Material provided:

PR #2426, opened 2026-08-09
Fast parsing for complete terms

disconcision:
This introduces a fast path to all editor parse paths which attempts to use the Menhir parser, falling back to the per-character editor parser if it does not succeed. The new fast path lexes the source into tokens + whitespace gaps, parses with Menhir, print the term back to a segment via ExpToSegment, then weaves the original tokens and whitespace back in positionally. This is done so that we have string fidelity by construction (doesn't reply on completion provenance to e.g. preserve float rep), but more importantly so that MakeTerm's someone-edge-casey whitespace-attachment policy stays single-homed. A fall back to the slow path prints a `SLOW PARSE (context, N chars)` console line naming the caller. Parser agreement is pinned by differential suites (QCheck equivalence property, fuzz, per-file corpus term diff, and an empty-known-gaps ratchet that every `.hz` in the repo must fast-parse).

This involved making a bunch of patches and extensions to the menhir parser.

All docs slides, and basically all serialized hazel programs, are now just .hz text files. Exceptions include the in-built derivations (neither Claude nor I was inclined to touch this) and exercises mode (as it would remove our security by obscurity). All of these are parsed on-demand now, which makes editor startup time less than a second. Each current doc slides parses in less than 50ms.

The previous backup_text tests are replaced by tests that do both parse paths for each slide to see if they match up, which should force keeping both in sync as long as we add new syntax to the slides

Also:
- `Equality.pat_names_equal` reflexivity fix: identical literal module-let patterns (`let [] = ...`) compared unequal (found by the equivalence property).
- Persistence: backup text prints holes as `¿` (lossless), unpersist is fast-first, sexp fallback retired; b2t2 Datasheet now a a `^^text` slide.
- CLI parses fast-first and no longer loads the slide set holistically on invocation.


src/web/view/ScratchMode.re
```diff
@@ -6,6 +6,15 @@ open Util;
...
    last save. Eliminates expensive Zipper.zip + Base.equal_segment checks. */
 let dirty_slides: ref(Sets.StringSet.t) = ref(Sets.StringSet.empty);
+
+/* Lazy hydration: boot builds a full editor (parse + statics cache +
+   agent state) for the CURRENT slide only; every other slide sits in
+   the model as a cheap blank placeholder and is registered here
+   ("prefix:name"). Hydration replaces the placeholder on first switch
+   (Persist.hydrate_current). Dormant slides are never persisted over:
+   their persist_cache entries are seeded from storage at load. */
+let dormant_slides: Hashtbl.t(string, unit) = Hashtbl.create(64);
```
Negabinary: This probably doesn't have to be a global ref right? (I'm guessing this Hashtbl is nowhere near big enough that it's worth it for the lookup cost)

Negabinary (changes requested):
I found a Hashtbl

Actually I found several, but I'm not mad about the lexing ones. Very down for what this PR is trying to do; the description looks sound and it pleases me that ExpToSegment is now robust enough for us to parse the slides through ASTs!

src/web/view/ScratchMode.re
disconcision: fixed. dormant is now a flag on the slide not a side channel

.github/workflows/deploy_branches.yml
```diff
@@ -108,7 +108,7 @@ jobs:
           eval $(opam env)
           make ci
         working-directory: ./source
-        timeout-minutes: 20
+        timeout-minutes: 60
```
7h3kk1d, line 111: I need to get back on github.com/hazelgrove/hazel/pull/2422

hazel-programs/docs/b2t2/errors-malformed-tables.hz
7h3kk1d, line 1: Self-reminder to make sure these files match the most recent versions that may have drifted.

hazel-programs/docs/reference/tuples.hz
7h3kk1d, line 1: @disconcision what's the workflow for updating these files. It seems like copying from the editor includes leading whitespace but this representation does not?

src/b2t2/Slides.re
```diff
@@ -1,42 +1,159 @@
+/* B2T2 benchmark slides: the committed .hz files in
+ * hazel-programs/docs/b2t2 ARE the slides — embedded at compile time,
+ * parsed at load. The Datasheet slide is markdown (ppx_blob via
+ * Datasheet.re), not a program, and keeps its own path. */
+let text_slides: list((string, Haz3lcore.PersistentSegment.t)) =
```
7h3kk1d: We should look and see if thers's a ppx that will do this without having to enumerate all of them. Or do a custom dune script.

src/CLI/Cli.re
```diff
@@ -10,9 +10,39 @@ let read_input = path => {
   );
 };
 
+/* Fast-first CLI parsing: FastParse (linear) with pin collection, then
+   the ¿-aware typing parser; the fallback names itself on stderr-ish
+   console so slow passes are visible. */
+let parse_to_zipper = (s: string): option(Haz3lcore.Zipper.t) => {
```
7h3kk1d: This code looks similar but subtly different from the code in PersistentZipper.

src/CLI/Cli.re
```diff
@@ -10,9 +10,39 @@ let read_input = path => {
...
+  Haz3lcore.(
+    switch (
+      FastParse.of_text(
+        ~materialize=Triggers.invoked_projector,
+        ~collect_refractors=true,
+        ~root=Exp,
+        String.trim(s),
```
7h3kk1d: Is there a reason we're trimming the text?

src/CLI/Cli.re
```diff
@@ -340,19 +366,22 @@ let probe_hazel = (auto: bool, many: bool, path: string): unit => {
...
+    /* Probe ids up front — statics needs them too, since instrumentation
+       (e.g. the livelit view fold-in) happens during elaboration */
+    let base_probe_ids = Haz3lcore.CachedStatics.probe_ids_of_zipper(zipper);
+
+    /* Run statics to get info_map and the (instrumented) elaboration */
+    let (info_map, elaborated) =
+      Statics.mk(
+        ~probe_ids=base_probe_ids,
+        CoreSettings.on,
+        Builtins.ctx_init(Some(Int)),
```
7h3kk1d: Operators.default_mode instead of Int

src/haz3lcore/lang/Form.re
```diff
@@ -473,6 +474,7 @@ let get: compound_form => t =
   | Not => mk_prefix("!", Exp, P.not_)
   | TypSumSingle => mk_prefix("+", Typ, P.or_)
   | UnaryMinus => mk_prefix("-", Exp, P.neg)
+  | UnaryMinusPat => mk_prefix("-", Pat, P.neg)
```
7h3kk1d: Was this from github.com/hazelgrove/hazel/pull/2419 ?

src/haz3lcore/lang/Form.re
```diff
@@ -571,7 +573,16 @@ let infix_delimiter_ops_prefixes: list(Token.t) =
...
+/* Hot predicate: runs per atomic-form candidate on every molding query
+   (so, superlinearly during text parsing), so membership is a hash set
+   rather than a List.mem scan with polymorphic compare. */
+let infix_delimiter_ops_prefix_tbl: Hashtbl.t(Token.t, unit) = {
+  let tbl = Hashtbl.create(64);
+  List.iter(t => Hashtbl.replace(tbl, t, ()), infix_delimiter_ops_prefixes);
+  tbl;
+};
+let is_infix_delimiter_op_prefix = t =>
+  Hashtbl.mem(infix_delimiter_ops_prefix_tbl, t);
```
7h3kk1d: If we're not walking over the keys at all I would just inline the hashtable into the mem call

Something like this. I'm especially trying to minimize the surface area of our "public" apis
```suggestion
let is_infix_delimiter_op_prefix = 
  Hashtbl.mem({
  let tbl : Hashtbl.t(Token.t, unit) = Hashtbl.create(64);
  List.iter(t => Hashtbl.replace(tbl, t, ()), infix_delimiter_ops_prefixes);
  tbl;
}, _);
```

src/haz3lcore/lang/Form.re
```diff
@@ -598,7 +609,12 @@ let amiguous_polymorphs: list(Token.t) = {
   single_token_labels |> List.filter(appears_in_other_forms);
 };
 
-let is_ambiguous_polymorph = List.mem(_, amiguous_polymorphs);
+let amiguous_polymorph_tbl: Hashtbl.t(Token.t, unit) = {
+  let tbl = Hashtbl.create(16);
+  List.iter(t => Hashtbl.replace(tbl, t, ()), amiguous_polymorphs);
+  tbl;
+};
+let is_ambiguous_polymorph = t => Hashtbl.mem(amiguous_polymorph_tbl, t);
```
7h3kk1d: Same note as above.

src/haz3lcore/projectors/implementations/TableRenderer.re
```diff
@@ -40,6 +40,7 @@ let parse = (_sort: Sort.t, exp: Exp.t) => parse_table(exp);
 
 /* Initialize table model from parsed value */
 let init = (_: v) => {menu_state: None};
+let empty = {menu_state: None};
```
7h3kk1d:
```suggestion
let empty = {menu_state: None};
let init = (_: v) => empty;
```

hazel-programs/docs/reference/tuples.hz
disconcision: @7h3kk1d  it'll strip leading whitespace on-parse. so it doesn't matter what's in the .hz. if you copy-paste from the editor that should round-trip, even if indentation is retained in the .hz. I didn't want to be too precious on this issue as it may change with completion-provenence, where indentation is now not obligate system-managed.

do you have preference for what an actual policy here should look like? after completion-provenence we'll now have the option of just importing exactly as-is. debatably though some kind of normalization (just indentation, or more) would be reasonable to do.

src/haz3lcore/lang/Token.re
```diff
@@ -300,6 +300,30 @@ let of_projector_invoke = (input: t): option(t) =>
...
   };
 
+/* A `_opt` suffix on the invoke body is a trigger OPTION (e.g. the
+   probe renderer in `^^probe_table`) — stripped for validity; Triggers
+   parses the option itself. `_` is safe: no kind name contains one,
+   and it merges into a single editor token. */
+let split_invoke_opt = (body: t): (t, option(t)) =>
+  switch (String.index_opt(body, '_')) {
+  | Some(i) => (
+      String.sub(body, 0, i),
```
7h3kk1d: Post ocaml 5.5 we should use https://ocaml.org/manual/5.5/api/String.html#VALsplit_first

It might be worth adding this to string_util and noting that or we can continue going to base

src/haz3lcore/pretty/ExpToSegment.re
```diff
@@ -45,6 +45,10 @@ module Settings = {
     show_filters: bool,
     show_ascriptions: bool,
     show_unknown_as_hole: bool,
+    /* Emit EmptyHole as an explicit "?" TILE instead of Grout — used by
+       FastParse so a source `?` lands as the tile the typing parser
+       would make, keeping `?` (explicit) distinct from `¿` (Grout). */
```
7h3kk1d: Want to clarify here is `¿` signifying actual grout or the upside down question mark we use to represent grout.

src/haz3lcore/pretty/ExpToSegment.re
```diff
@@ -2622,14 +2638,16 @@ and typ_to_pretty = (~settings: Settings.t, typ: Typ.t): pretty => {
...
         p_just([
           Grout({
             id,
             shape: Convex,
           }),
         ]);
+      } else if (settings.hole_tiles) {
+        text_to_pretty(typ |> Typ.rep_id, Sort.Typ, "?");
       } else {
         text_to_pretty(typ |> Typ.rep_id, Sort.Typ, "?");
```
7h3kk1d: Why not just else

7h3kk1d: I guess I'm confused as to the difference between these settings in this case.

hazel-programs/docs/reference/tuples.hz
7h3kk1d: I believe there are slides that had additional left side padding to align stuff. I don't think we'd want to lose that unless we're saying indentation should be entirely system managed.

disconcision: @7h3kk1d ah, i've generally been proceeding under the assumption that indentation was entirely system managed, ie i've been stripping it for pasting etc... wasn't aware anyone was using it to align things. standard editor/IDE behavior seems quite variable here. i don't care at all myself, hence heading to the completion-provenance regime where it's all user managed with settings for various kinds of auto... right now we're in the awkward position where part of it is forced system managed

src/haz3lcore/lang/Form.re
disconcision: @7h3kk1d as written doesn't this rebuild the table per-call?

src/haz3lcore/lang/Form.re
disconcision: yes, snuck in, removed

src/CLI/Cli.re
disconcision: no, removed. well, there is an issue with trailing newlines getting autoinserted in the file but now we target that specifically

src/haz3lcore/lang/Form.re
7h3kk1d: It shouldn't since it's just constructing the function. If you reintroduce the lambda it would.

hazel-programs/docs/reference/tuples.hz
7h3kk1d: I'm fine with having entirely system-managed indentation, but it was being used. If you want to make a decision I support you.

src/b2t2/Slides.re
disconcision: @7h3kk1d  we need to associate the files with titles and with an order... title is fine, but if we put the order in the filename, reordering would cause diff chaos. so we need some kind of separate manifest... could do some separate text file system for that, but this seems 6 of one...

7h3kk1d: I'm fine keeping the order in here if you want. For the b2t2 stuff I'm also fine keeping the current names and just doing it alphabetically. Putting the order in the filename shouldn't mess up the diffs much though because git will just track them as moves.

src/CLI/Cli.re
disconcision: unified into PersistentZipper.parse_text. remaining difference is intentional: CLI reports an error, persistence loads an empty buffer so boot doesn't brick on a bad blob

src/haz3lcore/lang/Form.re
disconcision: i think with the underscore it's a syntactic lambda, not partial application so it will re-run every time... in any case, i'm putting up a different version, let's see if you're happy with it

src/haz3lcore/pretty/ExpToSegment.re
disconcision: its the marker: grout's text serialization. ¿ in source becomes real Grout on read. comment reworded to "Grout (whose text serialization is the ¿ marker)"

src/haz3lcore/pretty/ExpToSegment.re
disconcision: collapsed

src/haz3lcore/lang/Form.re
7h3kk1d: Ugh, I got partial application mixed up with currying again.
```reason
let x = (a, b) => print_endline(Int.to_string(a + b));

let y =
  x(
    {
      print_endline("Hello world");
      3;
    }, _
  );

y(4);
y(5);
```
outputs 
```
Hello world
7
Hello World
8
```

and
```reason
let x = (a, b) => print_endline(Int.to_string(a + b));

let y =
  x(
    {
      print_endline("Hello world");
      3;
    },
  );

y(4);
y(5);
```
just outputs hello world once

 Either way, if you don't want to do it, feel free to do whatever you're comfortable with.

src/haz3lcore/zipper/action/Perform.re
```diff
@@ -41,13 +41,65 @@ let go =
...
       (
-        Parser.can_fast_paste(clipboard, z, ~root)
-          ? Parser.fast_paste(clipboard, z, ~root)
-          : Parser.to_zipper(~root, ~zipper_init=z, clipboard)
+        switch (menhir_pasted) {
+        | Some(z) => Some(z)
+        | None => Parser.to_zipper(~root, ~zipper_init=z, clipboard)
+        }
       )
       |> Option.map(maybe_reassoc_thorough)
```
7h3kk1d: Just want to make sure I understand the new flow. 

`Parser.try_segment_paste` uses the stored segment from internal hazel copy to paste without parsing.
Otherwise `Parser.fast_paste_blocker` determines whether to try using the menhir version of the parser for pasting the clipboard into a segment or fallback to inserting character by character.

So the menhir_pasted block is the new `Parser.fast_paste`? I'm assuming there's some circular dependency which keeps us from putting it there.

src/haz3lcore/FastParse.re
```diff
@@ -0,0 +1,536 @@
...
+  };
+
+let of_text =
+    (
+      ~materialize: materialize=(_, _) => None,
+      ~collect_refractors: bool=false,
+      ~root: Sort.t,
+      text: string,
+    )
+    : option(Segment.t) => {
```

About this task: Check each line of the records above for the string "itself", and report every line that has it.

Your solution:
+   the ¿-aware typing parser; the fallback names itself on stderr-ish
+   parses the option itself. `_` is safe: no kind name contains one,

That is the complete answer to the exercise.